**REQUIRED ACTION**
From the data below, report how many lines contain the word "fancy", giving the number and nothing else.

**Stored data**
━━━━━━━━━━

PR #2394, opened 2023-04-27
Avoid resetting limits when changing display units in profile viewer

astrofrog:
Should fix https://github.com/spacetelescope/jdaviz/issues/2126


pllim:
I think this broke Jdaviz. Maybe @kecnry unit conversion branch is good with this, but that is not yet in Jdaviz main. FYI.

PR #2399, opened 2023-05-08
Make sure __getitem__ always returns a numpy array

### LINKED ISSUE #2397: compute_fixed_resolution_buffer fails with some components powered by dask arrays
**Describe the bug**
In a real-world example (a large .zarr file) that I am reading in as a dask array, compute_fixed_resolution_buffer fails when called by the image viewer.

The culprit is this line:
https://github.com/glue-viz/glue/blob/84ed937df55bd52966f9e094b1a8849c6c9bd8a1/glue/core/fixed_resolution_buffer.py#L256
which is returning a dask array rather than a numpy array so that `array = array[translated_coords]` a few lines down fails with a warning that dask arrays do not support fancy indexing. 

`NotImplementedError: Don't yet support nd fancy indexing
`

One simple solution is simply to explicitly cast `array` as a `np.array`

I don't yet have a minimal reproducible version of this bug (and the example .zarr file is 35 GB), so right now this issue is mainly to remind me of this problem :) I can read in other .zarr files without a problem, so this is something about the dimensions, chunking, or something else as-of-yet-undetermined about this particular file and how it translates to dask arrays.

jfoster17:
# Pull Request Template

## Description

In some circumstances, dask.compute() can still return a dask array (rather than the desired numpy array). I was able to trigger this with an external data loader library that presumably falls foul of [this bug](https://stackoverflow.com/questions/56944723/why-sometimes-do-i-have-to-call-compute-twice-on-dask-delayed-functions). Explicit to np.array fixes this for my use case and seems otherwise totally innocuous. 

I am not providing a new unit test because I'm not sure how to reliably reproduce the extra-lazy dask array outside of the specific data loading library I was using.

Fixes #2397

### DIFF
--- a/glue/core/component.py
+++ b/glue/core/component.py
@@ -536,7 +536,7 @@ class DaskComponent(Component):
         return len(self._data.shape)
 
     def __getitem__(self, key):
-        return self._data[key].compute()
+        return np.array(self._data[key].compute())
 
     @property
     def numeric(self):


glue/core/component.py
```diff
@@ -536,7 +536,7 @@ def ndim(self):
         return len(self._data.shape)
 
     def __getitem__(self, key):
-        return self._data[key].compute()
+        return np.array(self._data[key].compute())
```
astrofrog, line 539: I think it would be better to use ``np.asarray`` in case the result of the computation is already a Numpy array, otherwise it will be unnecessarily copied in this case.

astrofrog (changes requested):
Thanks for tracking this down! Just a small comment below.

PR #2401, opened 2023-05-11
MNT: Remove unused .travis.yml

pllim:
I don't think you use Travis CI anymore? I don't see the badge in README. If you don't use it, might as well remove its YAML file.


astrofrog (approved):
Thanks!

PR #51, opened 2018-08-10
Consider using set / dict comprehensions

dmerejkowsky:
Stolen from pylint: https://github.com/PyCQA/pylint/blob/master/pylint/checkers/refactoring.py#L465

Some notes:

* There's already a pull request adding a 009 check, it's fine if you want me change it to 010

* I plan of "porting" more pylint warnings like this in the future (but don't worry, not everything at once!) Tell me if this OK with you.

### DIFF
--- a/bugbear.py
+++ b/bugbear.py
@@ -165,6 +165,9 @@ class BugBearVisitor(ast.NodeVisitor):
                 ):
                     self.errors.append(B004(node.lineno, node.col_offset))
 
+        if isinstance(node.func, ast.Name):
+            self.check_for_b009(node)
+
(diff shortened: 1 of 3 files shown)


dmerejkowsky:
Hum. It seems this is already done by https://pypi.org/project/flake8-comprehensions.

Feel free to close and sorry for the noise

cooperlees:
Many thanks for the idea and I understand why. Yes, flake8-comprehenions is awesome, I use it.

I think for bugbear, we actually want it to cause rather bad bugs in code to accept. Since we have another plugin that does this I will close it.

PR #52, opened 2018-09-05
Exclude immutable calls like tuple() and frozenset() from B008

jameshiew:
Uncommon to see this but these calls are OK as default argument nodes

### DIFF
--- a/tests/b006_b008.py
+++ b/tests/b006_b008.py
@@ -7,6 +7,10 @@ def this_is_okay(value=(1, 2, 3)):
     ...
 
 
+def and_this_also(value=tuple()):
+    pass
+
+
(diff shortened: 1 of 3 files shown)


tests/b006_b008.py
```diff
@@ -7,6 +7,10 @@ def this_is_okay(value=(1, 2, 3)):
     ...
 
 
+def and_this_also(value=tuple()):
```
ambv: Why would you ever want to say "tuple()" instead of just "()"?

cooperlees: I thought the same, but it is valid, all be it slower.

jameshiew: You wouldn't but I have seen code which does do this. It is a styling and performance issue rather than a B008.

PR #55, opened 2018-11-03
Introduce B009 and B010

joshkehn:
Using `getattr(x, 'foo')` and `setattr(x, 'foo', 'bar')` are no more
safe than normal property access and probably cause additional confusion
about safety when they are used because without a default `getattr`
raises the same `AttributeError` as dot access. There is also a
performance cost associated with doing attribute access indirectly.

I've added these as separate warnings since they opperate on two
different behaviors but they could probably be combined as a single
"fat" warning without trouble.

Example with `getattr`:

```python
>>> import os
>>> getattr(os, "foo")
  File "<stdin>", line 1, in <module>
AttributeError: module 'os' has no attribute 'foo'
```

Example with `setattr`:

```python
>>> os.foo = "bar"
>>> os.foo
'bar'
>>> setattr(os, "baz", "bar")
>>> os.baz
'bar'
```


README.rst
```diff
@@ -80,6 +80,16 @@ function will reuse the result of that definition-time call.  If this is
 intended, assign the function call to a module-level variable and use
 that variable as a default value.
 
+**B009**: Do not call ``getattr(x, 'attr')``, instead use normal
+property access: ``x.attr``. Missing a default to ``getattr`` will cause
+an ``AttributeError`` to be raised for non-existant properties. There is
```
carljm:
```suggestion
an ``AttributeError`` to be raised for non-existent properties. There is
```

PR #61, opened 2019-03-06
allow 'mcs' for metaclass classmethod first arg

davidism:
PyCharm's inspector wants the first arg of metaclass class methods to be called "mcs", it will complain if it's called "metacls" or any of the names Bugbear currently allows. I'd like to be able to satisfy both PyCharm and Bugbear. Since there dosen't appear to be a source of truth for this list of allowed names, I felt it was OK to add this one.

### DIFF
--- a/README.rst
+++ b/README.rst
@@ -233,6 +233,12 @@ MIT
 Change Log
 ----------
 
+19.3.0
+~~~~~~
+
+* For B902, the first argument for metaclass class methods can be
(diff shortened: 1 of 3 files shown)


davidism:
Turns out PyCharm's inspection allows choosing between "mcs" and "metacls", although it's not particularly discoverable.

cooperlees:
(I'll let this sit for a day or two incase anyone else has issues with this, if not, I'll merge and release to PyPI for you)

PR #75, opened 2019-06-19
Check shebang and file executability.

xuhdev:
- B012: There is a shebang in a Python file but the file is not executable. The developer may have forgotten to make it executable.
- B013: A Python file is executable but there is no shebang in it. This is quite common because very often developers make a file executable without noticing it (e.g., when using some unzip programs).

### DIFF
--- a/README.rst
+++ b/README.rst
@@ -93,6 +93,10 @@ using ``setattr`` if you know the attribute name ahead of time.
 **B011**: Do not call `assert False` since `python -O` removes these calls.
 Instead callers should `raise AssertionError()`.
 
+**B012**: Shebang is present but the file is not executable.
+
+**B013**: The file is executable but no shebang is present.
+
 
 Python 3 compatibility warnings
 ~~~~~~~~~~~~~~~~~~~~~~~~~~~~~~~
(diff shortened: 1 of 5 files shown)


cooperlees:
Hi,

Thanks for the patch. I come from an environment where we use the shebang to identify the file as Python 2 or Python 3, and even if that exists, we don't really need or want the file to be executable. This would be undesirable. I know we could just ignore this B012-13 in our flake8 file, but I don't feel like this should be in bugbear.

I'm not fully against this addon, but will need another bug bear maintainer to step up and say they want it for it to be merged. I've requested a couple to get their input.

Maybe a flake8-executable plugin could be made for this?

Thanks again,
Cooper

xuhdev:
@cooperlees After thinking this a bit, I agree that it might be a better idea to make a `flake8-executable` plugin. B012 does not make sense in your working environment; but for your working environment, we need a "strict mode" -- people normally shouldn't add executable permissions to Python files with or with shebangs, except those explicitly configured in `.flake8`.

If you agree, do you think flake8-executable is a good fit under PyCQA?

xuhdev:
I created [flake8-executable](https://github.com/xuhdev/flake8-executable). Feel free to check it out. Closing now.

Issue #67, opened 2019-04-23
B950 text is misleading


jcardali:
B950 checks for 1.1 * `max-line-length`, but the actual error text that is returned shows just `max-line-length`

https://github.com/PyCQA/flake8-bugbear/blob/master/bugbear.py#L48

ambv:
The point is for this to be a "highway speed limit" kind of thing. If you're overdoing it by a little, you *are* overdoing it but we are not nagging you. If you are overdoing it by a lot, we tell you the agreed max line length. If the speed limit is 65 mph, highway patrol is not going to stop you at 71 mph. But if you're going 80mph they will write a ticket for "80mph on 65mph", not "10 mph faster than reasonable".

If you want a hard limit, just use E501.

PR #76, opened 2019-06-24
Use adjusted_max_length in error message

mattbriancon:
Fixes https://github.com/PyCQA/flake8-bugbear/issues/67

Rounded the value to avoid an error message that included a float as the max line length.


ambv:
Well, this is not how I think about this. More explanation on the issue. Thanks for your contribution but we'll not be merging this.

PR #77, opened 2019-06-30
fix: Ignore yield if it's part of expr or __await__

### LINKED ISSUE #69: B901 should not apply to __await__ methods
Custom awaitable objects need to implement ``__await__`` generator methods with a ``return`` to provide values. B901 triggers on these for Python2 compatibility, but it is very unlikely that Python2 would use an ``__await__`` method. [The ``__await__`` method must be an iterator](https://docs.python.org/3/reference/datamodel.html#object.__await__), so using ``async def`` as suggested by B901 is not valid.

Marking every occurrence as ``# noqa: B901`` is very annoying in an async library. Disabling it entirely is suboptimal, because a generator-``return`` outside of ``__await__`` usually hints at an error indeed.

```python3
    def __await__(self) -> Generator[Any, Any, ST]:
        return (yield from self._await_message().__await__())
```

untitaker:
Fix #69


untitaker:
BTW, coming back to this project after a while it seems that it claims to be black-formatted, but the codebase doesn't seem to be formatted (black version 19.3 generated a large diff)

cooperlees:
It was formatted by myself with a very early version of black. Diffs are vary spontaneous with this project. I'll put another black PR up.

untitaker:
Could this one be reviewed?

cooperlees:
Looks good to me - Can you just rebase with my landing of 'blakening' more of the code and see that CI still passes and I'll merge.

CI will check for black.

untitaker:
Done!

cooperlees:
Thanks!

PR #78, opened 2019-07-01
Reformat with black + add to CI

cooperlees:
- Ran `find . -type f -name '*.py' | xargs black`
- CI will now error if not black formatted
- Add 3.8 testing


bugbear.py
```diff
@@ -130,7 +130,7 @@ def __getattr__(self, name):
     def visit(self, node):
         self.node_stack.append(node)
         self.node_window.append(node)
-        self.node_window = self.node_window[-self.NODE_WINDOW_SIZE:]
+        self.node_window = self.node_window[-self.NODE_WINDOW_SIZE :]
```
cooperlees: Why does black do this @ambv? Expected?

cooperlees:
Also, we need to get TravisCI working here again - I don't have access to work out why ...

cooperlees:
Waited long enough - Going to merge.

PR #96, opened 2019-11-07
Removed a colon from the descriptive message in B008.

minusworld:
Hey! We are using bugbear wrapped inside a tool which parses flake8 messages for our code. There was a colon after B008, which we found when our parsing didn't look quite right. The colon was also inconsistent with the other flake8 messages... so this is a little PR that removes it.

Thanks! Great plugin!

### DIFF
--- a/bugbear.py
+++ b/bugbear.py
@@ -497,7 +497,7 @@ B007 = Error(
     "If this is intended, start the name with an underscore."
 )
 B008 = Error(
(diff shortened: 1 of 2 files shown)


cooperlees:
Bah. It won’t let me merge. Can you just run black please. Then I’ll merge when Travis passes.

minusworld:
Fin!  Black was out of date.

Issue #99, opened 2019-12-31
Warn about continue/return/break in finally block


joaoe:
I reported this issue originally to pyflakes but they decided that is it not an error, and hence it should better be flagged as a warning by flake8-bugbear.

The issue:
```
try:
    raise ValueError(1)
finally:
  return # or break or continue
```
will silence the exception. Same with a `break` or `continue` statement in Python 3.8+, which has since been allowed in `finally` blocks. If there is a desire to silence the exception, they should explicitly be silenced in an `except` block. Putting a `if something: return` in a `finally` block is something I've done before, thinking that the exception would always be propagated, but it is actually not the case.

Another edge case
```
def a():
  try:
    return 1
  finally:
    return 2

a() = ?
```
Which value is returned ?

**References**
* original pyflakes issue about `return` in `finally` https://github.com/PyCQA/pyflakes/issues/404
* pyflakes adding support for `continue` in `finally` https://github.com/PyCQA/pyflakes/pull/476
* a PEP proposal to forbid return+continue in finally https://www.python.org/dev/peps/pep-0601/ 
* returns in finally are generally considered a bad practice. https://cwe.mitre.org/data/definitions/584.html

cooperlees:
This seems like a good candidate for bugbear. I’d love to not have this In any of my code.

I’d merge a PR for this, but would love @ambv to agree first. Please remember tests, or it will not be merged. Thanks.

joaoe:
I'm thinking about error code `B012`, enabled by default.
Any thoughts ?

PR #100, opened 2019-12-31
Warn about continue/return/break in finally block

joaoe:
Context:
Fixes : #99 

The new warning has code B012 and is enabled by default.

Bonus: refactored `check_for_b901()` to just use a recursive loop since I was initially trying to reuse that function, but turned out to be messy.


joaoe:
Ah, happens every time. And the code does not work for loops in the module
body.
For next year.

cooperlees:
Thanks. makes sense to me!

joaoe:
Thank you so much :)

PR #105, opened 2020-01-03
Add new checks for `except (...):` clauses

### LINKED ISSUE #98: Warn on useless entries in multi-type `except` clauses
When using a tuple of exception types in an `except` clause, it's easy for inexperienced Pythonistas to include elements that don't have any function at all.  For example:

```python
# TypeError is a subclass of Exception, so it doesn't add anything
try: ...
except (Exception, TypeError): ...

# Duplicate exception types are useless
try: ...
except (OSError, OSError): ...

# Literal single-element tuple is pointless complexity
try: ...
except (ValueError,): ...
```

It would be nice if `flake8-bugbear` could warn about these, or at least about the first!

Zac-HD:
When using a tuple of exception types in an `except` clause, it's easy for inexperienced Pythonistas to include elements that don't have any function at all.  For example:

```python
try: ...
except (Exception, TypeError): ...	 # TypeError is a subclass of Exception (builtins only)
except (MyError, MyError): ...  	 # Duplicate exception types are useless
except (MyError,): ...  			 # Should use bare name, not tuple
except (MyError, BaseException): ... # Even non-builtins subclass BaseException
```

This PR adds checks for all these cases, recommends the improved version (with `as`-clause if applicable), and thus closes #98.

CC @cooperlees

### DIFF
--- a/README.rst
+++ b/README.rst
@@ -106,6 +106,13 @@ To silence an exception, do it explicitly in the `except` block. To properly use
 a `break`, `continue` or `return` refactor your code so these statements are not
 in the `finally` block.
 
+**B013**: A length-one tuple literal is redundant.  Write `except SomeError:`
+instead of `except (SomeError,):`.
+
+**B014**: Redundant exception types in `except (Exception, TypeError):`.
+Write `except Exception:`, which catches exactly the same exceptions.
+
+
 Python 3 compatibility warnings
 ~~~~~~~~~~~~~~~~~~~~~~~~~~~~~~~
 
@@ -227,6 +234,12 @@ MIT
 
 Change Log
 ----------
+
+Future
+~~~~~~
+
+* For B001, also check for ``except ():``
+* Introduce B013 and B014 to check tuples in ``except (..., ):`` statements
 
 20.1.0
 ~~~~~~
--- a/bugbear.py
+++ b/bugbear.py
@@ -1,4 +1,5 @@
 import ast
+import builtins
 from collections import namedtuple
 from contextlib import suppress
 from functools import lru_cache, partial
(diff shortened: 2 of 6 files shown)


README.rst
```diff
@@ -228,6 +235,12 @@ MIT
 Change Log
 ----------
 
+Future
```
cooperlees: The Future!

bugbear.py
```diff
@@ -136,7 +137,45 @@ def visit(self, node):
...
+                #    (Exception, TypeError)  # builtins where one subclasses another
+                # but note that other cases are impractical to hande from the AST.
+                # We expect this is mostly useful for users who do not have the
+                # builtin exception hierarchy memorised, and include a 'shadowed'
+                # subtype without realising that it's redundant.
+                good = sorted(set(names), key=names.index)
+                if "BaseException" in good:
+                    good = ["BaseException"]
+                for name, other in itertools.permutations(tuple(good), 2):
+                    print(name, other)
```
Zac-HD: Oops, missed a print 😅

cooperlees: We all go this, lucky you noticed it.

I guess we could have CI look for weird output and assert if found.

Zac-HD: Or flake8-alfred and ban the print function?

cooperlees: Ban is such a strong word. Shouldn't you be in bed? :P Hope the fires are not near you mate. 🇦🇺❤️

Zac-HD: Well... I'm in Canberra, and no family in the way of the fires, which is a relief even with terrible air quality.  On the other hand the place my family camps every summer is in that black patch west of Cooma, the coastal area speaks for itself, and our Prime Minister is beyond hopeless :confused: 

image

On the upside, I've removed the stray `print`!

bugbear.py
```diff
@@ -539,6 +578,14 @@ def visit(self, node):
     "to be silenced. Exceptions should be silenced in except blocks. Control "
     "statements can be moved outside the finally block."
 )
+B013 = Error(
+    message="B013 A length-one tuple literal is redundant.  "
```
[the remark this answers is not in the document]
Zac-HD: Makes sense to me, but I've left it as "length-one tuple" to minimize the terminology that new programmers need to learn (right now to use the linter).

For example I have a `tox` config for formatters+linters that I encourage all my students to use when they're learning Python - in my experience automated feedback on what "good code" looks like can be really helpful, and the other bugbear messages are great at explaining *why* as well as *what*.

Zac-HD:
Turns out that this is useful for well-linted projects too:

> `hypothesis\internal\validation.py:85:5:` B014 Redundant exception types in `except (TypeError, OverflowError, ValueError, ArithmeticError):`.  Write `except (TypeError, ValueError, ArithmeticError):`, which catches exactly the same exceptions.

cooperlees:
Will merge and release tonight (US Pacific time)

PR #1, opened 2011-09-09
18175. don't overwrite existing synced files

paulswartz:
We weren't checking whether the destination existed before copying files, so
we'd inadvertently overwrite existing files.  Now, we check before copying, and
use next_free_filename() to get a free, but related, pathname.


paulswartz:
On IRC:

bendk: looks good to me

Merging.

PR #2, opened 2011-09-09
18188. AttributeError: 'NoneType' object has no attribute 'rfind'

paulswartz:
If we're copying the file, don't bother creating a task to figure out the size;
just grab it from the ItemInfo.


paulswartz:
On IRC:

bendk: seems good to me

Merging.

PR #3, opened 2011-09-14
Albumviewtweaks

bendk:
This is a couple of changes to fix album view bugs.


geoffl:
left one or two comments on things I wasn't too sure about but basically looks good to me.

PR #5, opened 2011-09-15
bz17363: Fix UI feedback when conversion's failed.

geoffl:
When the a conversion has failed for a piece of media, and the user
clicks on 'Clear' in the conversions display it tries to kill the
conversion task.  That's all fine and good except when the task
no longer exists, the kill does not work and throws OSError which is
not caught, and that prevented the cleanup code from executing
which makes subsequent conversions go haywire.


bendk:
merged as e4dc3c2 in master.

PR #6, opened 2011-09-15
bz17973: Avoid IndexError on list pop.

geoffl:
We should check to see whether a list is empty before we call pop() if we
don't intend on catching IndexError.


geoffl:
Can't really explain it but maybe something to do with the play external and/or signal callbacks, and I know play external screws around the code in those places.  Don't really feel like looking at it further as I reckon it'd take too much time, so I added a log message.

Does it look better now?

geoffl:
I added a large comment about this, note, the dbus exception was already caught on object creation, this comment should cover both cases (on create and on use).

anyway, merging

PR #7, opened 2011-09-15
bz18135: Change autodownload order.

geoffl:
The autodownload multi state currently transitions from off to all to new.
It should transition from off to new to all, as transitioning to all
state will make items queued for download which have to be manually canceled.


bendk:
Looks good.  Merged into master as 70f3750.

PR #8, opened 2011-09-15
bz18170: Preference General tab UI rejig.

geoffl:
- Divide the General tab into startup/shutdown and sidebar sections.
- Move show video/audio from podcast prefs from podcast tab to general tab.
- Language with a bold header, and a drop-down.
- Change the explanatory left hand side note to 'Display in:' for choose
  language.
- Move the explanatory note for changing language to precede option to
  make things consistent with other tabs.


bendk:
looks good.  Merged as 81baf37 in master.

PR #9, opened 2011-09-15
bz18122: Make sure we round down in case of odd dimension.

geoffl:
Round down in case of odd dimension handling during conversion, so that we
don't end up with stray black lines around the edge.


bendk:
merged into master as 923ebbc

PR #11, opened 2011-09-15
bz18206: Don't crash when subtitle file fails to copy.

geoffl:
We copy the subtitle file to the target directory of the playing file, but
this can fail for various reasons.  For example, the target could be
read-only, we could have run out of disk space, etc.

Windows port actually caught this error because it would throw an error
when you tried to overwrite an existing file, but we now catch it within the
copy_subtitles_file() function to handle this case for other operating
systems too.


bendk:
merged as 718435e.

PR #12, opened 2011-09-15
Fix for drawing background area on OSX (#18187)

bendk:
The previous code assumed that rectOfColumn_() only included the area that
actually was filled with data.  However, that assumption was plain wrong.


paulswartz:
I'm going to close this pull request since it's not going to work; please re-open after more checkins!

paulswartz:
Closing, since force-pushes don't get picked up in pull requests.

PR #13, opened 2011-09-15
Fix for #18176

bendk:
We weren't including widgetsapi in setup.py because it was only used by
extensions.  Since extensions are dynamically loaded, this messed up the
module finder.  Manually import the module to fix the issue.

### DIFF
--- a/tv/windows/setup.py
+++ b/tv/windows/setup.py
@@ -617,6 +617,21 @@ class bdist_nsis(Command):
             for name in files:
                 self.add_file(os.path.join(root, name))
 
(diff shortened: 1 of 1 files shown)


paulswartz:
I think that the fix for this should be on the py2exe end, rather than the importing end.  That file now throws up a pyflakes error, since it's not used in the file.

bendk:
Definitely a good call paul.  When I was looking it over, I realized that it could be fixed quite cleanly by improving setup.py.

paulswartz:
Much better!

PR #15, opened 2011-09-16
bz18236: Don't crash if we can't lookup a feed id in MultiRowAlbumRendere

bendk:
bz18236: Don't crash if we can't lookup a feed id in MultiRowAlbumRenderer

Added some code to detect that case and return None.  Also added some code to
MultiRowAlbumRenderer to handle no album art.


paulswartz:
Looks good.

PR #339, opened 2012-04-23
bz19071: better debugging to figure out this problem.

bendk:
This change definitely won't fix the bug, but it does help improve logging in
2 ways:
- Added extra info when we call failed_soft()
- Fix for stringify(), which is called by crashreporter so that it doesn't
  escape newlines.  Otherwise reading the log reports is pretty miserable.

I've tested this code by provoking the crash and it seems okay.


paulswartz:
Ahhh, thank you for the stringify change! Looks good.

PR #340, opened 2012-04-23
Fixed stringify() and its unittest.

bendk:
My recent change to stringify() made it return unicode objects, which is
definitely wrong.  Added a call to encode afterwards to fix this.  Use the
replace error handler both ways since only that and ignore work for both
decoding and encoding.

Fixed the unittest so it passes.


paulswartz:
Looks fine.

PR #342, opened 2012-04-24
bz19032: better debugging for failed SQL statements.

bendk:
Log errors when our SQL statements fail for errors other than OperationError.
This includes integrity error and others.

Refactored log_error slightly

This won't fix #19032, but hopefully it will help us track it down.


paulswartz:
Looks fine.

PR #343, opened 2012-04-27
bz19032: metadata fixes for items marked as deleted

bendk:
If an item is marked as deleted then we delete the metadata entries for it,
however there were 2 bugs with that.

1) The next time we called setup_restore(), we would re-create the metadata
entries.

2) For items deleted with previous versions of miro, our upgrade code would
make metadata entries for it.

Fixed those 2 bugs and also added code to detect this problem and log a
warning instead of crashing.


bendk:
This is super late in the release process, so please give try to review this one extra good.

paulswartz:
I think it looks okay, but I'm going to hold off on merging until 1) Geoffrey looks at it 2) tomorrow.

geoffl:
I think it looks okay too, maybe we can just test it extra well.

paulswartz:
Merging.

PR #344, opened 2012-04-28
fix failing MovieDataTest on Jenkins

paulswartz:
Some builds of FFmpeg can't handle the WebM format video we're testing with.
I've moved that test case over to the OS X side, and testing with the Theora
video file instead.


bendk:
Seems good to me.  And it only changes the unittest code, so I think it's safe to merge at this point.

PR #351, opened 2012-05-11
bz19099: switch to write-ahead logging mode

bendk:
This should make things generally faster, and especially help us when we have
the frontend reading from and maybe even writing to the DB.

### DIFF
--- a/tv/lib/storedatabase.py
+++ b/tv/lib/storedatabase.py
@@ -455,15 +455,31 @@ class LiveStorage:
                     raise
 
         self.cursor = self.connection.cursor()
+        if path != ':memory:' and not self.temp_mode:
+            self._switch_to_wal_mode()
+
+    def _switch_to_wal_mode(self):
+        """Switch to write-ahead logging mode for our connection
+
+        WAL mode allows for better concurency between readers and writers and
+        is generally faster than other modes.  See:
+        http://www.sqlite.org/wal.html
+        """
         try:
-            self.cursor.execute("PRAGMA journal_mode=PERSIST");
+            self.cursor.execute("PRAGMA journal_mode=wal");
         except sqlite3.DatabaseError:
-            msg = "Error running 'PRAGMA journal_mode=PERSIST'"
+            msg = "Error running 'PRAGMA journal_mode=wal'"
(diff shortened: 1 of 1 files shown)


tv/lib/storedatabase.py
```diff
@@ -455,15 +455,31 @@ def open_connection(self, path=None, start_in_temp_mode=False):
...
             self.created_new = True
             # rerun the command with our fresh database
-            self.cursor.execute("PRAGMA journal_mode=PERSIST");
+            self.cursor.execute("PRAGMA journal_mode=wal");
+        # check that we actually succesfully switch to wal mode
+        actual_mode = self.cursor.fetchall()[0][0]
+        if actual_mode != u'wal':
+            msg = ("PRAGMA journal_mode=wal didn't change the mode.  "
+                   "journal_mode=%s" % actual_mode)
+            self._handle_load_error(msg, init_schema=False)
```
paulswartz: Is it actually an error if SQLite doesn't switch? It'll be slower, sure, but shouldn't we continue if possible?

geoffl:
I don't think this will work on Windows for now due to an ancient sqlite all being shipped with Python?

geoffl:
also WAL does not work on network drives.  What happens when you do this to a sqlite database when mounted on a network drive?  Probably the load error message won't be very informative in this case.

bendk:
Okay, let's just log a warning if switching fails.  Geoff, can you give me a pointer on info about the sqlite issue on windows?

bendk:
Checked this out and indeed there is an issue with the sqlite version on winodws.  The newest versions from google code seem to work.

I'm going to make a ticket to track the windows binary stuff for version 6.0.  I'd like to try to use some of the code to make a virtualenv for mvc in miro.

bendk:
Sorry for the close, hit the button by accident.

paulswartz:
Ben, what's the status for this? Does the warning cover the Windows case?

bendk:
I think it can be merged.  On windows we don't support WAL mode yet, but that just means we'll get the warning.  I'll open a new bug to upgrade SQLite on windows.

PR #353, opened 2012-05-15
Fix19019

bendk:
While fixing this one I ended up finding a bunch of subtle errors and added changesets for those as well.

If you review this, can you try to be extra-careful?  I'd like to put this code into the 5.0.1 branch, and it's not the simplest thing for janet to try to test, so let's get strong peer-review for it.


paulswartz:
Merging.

━━━━━━━━━━

**TASK ANSWER**
2